> _Recorded data_
PR #28, opened 2024-11-19
DESCW-2669 Add error handling for missing identifiers in alerts

kshapka-bcgov:
- Adds error handling for alerts with missing or empty identifier fields
  - https://citz-gdx.atlassian.net/browse/DESCW-2669
- Adds colours flag to testing for better visibility.

### DIFF
--- a/composer.json
+++ b/composer.json
@@ -33,7 +33,7 @@
             "vendor/bin/phpcbf ./src"
         ],
         "test": [
-            "vendor/bin/phpunit --testdox"
+            "vendor/bin/phpunit --testdox --colors=auto"
         ],
         "test-coverage": [
             "vendor/bin/phpunit --testdox --coverage-html=coverage/"
--- a/composer.json
+++ b/composer.json
@@ -33,7 +33,7 @@
             "vendor/bin/phpcbf ./src"
         ],
         "test": [
-            "vendor/bin/phpunit --testdox --colors=auto"
+            "vendor/bin/phpunit"
         ],
         "test-coverage": [
             "vendor/bin/phpunit --testdox --coverage-html=coverage/"
--- a/src/Entity/Alert.php
+++ b/src/Entity/Alert.php
@@ -5,6 +5,7 @@ namespace Bcgov\NaadConnector\Entity;
 use DateTime;
 use Doctrine\ORM\Mapping as ORM;
 use SimpleXMLElement;
+use Exception;
 
 #[ORM\Entity]
 #[ORM\Table(name: 'alerts')]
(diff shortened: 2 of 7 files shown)


src/Entity/Alert.php
```diff
@@ -184,16 +185,29 @@ public function setSuccess( bool $success ): void
...
+        try {
+            $alert = new Alert();
+            $alert->setId($identifier);
+            $alert->setBody($xml->asXML());
+            $alert->setReceived(new DateTime());
+    
+            return $alert;
+        } catch (Exception $e) {
+            // Log meaningful error message and rethrow the exception.
+            error_log('Failed to create Alert from XML: ' . $e->getMessage());
```
mhaswell-bcgov, line 209: I wonder if we need to error_log() in the Alert class or whether we should change the try/catch in the socket client class and let its Logger do it.

src/NaadSocketClient.php
```diff
@@ -132,14 +132,17 @@ public function handleResponse( string $response ): bool
      */
     protected function insertAlert( SimpleXMLElement $xml )
     {
+        $alert = null;
+
         try {
             $alert = Alert::fromXml($xml);
```
mhaswell-bcgov, line 138: Re: my other comment, here we'd have:
```
try {
    $alert = Alert::fromXml($xml);
} catch(Exception $e) {
    // Log the error specific to failing to get an Alert from the XML using the Logger.
}
try {
    $this->database->insertAlert($alert);
} catch ...
    // Log an error specific to failing to insert into the database using the Logger.
```
Because right now it isn't super clear from the log where the exception actually occurred.

composer.json
```diff
@@ -33,7 +33,7 @@
             "vendor/bin/phpcbf ./src"
         ],
         "test": [
-            "vendor/bin/phpunit --testdox"
+            "vendor/bin/phpunit --testdox --colors=auto"
```
mhaswell-bcgov, line 36: I like this. Is it possible to add it to the `phpunit.xml` somehow so this (and --testdox while we're at it) gets applied by default when just running the `phpunit` command?

mhaswell-bcgov (approved):

composer.json
mhaswell-bcgov: I tried it because I was curious. This seems to work in phpunit.xml:
```
<phpunit xmlns:xsi="http://www.w3.org/2001/XMLSchema-instance"
         ...
         colors="true"
         testdox="true">
```

src/Entity/Alert.php
```diff
@@ -205,8 +203,6 @@ public static function fromXml( SimpleXMLElement $xml ): Alert
     
             return $alert;
         } catch (Exception $e) {
-            // Log meaningful error message and rethrow the exception.
```
mhaswell-bcgov: Thanks. I don't think we need the try/catch here anymore since we're just throwing the error again anyway.

mhaswell-bcgov (approved):

PR #29, opened 2024-11-20
DESCW-2764 Replace raw curl with guzzle in DestinationClient

kshapka-bcgov:
- Replaces raw curl with guzzle in DestinationClient.
- Removes try/catch in Alert which was already being handled elsewhere.


robrien-bcgov (approved):
nice. much simpler

PR #30, opened 2024-11-20
Added react/socket dependency to composer.json

mhaswell-bcgov:
Created src/start_socket_server.php script to start a socket using react/socket library


robrien-bcgov (approved):
nice and simple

> _Problem statement_
Every entry above must be copied exactly.

> _Result of the exercise_
PR #28, opened 2024-11-19
DESCW-2669 Add error handling for missing identifiers in alerts

kshapka-bcgov:
- Adds error handling for alerts with missing or empty identifier fields
  - https://citz-gdx.atlassian.net/browse/DESCW-2669
- Adds colours flag to testing for better visibility.

### DIFF
--- a/composer.json
+++ b/composer.json
@@ -33,7 +33,7 @@
             "vendor/bin/phpcbf ./src"
         ],
         "test": [
-            "vendor/bin/phpunit --testdox"
+            "vendor/bin/phpunit --testdox --colors=auto"
         ],
         "test-coverage": [
             "vendor/bin/phpunit --testdox --coverage-html=coverage/"
--- a/composer.json
+++ b/composer.json
@@ -33,7 +33,7 @@
             "vendor/bin/phpcbf ./src"
         ],
         "test": [
-            "vendor/bin/phpunit --testdox --colors=auto"
+            "vendor/bin/phpunit"
         ],
         "test-coverage": [
             "vendor/bin/phpunit --testdox --coverage-html=coverage/"
--- a/src/Entity/Alert.php
+++ b/src/Entity/Alert.php
@@ -5,6 +5,7 @@ namespace Bcgov\NaadConnector\Entity;
 use DateTime;
 use Doctrine\ORM\Mapping as ORM;
 use SimpleXMLElement;
+use Exception;
 
 #[ORM\Entity]
 #[ORM\Table(name: 'alerts')]
(diff shortened: 2 of 7 files shown)


src/Entity/Alert.php
```diff
@@ -184,16 +185,29 @@ public function setSuccess( bool $success ): void
...
+        try {
+            $alert = new Alert();
+            $alert->setId($identifier);
+            $alert->setBody($xml->asXML());
+            $alert->setReceived(new DateTime());
+    
+            return $alert;
+        } catch (Exception $e) {
+            // Log meaningful error message and rethrow the exception.
+            error_log('Failed to create Alert from XML: ' . $e->getMessage());
```
mhaswell-bcgov, line 209: I wonder if we need to error_log() in the Alert class or whether we should change the try/catch in the socket client class and let its Logger do it.

src/NaadSocketClient.php
```diff
@@ -132,14 +132,17 @@ public function handleResponse( string $response ): bool
      */
     protected function insertAlert( SimpleXMLElement $xml )
     {
+        $alert = null;
+
         try {
             $alert = Alert::fromXml($xml);
```
mhaswell-bcgov, line 138: Re: my other comment, here we'd have:
```
try {
    $alert = Alert::fromXml($xml);
} catch(Exception $e) {
    // Log the error specific to failing to get an Alert from the XML using the Logger.
}
try {
    $this->database->insertAlert($alert);
} catch ...
    // Log an error specific to failing to insert into the database using the Logger.
```
Because right now it isn't super clear from the log where the exception actually occurred.

composer.json
```diff
@@ -33,7 +33,7 @@
             "vendor/bin/phpcbf ./src"
         ],
         "test": [
-            "vendor/bin/phpunit --testdox"
+            "vendor/bin/phpunit --testdox --colors=auto"
```
mhaswell-bcgov, line 36: I like this. Is it possible to add it to the `phpunit.xml` somehow so this (and --testdox while we're at it) gets applied by default when just running the `phpunit` command?

mhaswell-bcgov (approved):

composer.json
mhaswell-bcgov: I tried it because I was curious. This seems to work in phpunit.xml:
```
<phpunit xmlns:xsi="http://www.w3.org/2001/XMLSchema-instance"
         ...
         colors="true"
         testdox="true">
```

src/Entity/Alert.php
```diff
@@ -205,8 +203,6 @@ public static function fromXml( SimpleXMLElement $xml ): Alert
     
             return $alert;
         } catch (Exception $e) {
-            // Log meaningful error message and rethrow the exception.
```
mhaswell-bcgov: Thanks. I don't think we need the try/catch here anymore since we're just throwing the error again anyway.

mhaswell-bcgov (approved):

PR #29, opened 2024-11-20
DESCW-2764 Replace raw curl with guzzle in DestinationClient

kshapka-bcgov:
- Replaces raw curl with guzzle in DestinationClient.
- Removes try/catch in Alert which was already being handled elsewhere.


robrien-bcgov (approved):
nice. much simpler

PR #30, opened 2024-11-20
Added react/socket dependency to composer.json

mhaswell-bcgov:
Created src/start_socket_server.php script to start a socket using react/socket library


robrien-bcgov (approved):
nice and simple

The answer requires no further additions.